You know the feeling... you finished a crazy tough work out and you can barely get out of bed the next day. Should you wait until the soreness is completely gone before you exercise again? Is it OK to work out while you're still work? Did you exert yourself too much, and that's why you're sore?
Let's put these four common myths about muscle soreness to rest, once and for all!
Myth 1: "Unless you're sore the next day, you didn't have a good workout."
Often times, women come to me believing that soreness is a badge of honor, and they didn't get a good work out unless they feel pain the next day. Unfortunately, that's not the truth.
There are many factors that influence muscle soreness. Sure, the intensity of your workout is one. But, did you take into account the idea that your body may be dehydrated? Or, maybe you didn't sleep well the night before your work out, so your muscles and body are exhausted?
Remember, soreness is NOT a gauge for how effective your workout was, nor is it a gauge for your overall fitness level.
Myth 2: "Is it safe to exercise if I'm sore after working out?"

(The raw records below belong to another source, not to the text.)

PR #4072, opened 2020-06-09
DHFPROD-4786: Facet by time window based on when an entity instance was created

rahulvudutala:
#### Checklist: 
```diff
- Note: do not change the below
```

-  ##### Owner:

- [x] Added Tests
  

- ##### Reviewer:

- [x] Reviewed Tests

### DIFF
--- a/marklogic-data-hub-central/src/main/java/com/marklogic/hub/central/entities/search/impl/CreatedOnFacetHandler.java
+++ b/marklogic-data-hub-central/src/main/java/com/marklogic/hub/central/entities/search/impl/CreatedOnFacetHandler.java
@@ -21,33 +21,113 @@ import com.marklogic.client.query.StructuredQueryDefinition;
 import com.marklogic.hub.central.entities.search.Constants;
 import com.marklogic.hub.central.entities.search.FacetHandler;
 import com.marklogic.hub.central.entities.search.models.DocSearchQueryInfo;
+import com.marklogic.hub.central.exceptions.DataHubException;
 
 import java.time.LocalDate;
 import java.time.ZoneId;
+import java.time.ZoneOffset;
+import java.time.ZonedDateTime;
 import java.time.format.DateTimeFormatter;
+import java.time.format.DateTimeParseException;
+import java.time.temporal.TemporalAdjusters;
+import java.util.HashMap;
+import java.util.Map;
 
 public class CreatedOnFacetHandler implements FacetHandler {
 
-    private static final DateTimeFormatter DATE_FORMAT = DateTimeFormatter.ofPattern("yyyy-MM-dd");
-    private static final DateTimeFormatter DATE_TIME_FORMAT = DateTimeFormatter
-            .ofPattern("yyyy-MM-dd'T'HH:mm:ss.SSSZ");
+    public static final DateTimeFormatter DATE_TIME_FORMAT = DateTimeFormatter.ofPattern("yyyy-MM-dd'T'HH:mm:ssZ");
 
     @Override
     public StructuredQueryDefinition buildQuery(DocSearchQueryInfo.FacetData data, StructuredQueryBuilder queryBuilder) {
-        // Converting the date in string format from yyyy-MM-dd format to yyyy-MM-dd HH:mm:ss format
-        LocalDate startDate = LocalDate.parse(data.getRangeValues().getLowerBound(), DATE_FORMAT);
-        String startDateTime = startDate.atStartOfDay(ZoneId.systemDefault())
-                .format(DATE_TIME_FORMAT);
+        Map<String, String> dateRange = computeDateRange(data, new CreatedOnFacetInputs());
+        return queryBuilder.and(
+            queryBuilder.rangeConstraint(Constants.CREATED_ON_CONSTRAINT_NAME, StructuredQueryBuilder.Operator.GE, dateRange.get("startDateTime")),
+            queryBuilder.rangeConstraint(Constants.CREATED_ON_CONSTRAINT_NAME, StructuredQueryBuilder.Operator.LT, dateRange.get("endDateTime"))
+        );
+    }
 
-        // Converting the date in string format from yyyy-MM-dd format to yyyy-MM-dd HH:mm:ss format
-        // Adding 1 day to end date to get docs harmonized on the end date as well.
-        LocalDate endDate = LocalDate.parse(data.getRangeValues().getUpperBound(), DATE_FORMAT)
-                .plusDays(1);
-        String endDateTime = endDate.atStartOfDay(ZoneId.systemDefault()).format(DATE_TIME_FORMAT);
+    protected Map<String, String> computeDateRange(DocSearchQueryInfo.FacetData data, CreatedOnFacetInputs facetInputs) {
 
-        return queryBuilder
-                .and(queryBuilder.rangeConstraint(Constants.CREATED_ON_CONSTRAINT_NAME, StructuredQueryBuilder.Operator.GE, startDateTime),
-                        queryBuilder.rangeConstraint(Constants.CREATED_ON_CONSTRAINT_NAME, StructuredQueryBuilder.Operator.LT, endDateTime));
+        if(data.getStringValues().size() > 0) {
+            facetInputs.timeRange = data.getStringValues().get(0);
+        }
 
+        if(data.getStringValues().size() > 1) {
+            facetInputs.zoneOffset = Integer.parseInt(data.getStringValues().get(1));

Honestly, it depends on the type of soreness that you're feeling. If a hard-core workout pushes your muscles beyond their usual comfort zone and you feel tired and achy the next day, this is called delayed onset muscle soreness (DOMS). DOMS happens when you experience tiny tears in your muscles as they rose to the challenge you gave them during your workout. The repair process is crucial because that's how you become stronger.
DOMS usually happens within 24 hours of your workout, and disappears within a few days. During that time, I recommend a light workout such as a walk, a bike ride, swimming, or yoga. Sometimes putting your sore muscles back into the game can actually help them feel better because it enhances blood flow to the area, which helps in the repair process. When you're experiencing DOMS, don't forget to stretch at the end of your workouts!
However, if you're experiencing excruciating pain, or if you notice a muscle is sore to touch and you have a limited range of motion, you would be better off taking at least a day or two without exercise to rest and recover. If this is the case, gently stretch, apply a heating pad, or use a foam roller to gently massage the sore muscles. If this deep muscle pain is not better within a few days, consult your doctor.
Myth 3: The muscle damage that happens when you're sore is a bad thing.
As I mentioned above, the trauma that happens to your muscle fibers appears to cause soreness. The only way that your muscles can become stronger is by repairing themselves. Muscle trauma is actually needed to stimulate protein production, muscular strength, and muscular growth!
Myth 4: The more fit you are, the less your muscles will become sore.
Yes, it's true that you will start to feel less sore as your body adapts to your workouts. However, this is the exact reason that you should regularly change up your exercise routine! In order to hit your goals, (usually weight loss or gaining lean muscle), you have to constantly shock your body every 4 to 6 weeks with a new type of exercise. Every time you start a new form of exercise, it's common to get sore, no matter how fit you are.
In addition, there is also a genetic component to how sensitive our bodies are to pain and soreness. Everyone has a different pain threshold. And while you can't take control of your genes, it's good to know whether you have a high or low pain tolerance. This can help you understand how your body may respond to changes in your exercise routine.